Fort Riley, Other Army Installations to Benefit from Privatized Housing Upgrades

Fort Riley, Other Army Installations to Benefit from Privatized Housing Upgrades

Privatized military housing residents at Fort Riley, near Manhattan, Kansas, will benefit from housing upgrades and modernization along with five other military installations across the country, The Mecury reported last week.

Corvias, a national development company, announced Wednesday it will invest $325 million to upgrade and modernize housing at Fort Riley, pledging the investment will be put into its DOD portfolio to fund modernization and resiliency improvements to its Army base housing infrastructure, according to the report.

The investment is expected to upgrade about 16,000 privatized military homes. Corvias manages 26,000 privatized military homes across 13 installations, and most are 40 to 60 years old, with some dating back to 1870.

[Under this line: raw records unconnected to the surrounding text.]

PR #711, opened 2020-02-11
Fixed old code example in javadoc

### LINKED ISSUE #691: JavaDoc of JsonHttpLogFormatter isn't in line with method signatures
Currently, it's only possible to log request/response's in isolation. That is, the request contains the URI etc and the response contains the duration and status. It would be nice to be able to log request's details (mainly the URI) alongside the response for easier lockup.

## Detailed Description
Filtering logs by uri is only possible on the request logs. Therefore, it's not easily possible to grap "all failed responses against _some URI_" etc. Due to the way the API is designed neither [`HttpLogFormat#format(Correlation correlation, HttpResponse response)`](https://github.com/zalando/logbook/blob/eb15e9adb829ec840dcc93358236b1d2c98dee3d/logbook-api/src/main/java/org/zalando/logbook/HttpLogFormatter.java#L13) nor [`HttpResponse`](https://github.com/zalando/logbook/blob/eb15e9adb829ec840dcc93358236b1d2c98dee3d/logbook-api/src/main/java/org/zalando/logbook/HttpResponse.java) allow access to the associated request details, which rules out custom extensions of the response format (see possible hack below).

It seems from [`JsonHttpLogFormatter`'s (now) incorrect Javadoc](https://github.com/zalando/logbook/blob/master/logbook-json/src/main/java/org/zalando/logbook/json/JsonHttpLogFormatter.java#L32-L42), that the desired functionality used to be possible at some point. Or maybe the JavaDoc happened to be out-of-sync with the code from the beginning?

## Context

The other Army installations to benefit from privatized military housing upgrades are Fort Bragg, N.C.; Fort Meade, Md.; Fort Rucker, Ala.; Fort Sill, Okla.,; Fort Polk, La.; and Aberdeen Proving Ground, Md., according to a Colorado Public Radio report.

Officials will start by assessing homes and prioritizing the ones that need the most work, saving an estimated $300 million over 30 years, according to Corvias. The savings will be due efficiencies gained from upgrading “critical” existing homes, technology upgrades toward proactive maintenance and monitoring, and reduced energy use, according to the report.

Corvias founder John Picerne said in the announcement that the investment will allow the company to better inform predictive maintenance needs and monitoring, and make improvements to the resiliency and sustainability of its homes and the utility infrastructure that services them.

“We have been working on this investment plan for more than 18 months, long recognizing that significant revitalization is necessary to provide high-quality military housing, and increased interest and visibility proved that we are on the right track,” Picerne said. “The failed status quo — repairing and maintaining aging and outdated facilities — must be replaced by innovation and modernization.”